Simplified to remove features unrelated to the present study, the experience-weighted attraction (EWA) model of Camerer and Ho (1999) is described by the following equations: equation(Equation 1) nc,t=nc,t−1×ρ+1,nc,t=nc,t−1×ρ+1,and equation(Equation 2) vc,t=(vc,t−1×φ×nc,t−1+λt−1)/nc,t.vc,t=(vc,t−1×φ×nc,t−1+λt−1)/nc,t.Here, ns,t is the “experience weight” of stimulus s (blue or yellow) on trial t, which is updated on every trial, using the experience decay factor ρ. vc,t is the value of choice c on trial t, λt ∈0, 1 for the outcome received in response to that choice and φ is the decay factor for the previous payoffs, equivalent to the learning rate in the Rescorla-Wagner model.

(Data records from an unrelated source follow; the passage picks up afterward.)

PR #1124, opened 2018-10-24
Perma ID

fsteinemann:
Hello, I would like to create a permanent ID


davidlehn:
Hi, I'm guessing you are the one that emailed the mailing list the other day.  Can you make some updates to this pull request:
- Please remove the space from the directory name.  It would work, but it's not normal and I'm guessing a mistake.
- Please add a README.md file to that directory with at least some contact info (like email or github id).
- Did you change your mind about the `digital-reference` name from the email?  Looks like you added and removed it.
- The `.htaccess` file you have doesn't really need the `AddType` rules if it's just redirecting everything to one URL.
- It would be nice if you could squash all these commits into just one.

dgarijo:
@fsteinemann,
 I think the space in the directory is still there

fsteinemann:
Hello, I deleted the directory with the space in its name and created a new directory
Thank you

davidlehn:
- This is only going to redirect the one top level URL to a login protected page.  Is that what you want?
- These commits really need to be squashed.  There are 18 when it would be better as 1.  You can either do that yourself and force push to your branch or we can do it while merging, but that will make the upstream branch diverge from your local one.

fsteinemann:
Yes, that is what I want.
Can you please squash the commits while merging?

Thank you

In particular,
note that for ρ = 0, nc,t is everywhere 1, and the model reduces to Rescorla-Wagner. For ρ > 0, the experience weights promote more sluggish updating with time. Note Selumetinib in vivo that a rearrangement of the parameters is required to see the equivalence between these equations and Rescorla-Wagner. The Rescorla-Wagner learning rate, usually denoted α, is here equivalent to (1 – φ). Moreover, the softmax inverse temperature β, below, is equivalent to the product βα in Rescorla-Wagner. This is because the values vc,t learned here are scaled
by a constant factor of 1/α relative to those learned by their Rescorla-Wagner equivalents. This rescaling makes the find more model more numerically stable at small α. through The hypothesis reflected by this model is that perseverative behavior is caused by reduced learning from punishment, where punishment to the previously rewarded stimulus has little effect, resulting in a failure to devalue this stimulus. This model is described by the following equations: equation(Equation 3) vc,t=vc,t−1+αpun×(λt−1−vc,t−1)+αrew×(λt−1−vc,t−1)vc,t=vc,t−1+αpun×(λt−1−vc,t−1)+αrew×(λt−1−vc,t−1)and equation(Equation 4) v¬c,t=v¬c,t−1,v¬c,t=v¬c,t−1,where αpun is the punishment
learning rate (0 on reward trials), and αrew is the learning rate for reward (0 on punishment trials). V¬c,t is the value of the unchosen option. Note that only the chosen stimulus is updated. For both models, to select an action based on the computed values, we used a softmax choice function to compute the probability of each choice. For a given set of parameters, this equation allows us to compute the probability of the next choice being “i” given the previous choices: equation(Equation 5) p(ct+1=i)=eβQ(c=i,t+1)∑jeβQ(c=j,t+1).Here, β is the inverse temperature parameter. For both models, we fit all parameters separately to the choices of each individual ([RP: αpun, αrew; β; EWA: ϕ,ρ, β]). To facilitate stable estimation across so large a group of subjects, we used weakly informative priors (Table 1) to regularize the estimated priors toward realistic ones. Thus we use maximum a posteriori (MAP; rather than maximum likelihood) estimation (Daw, 2011).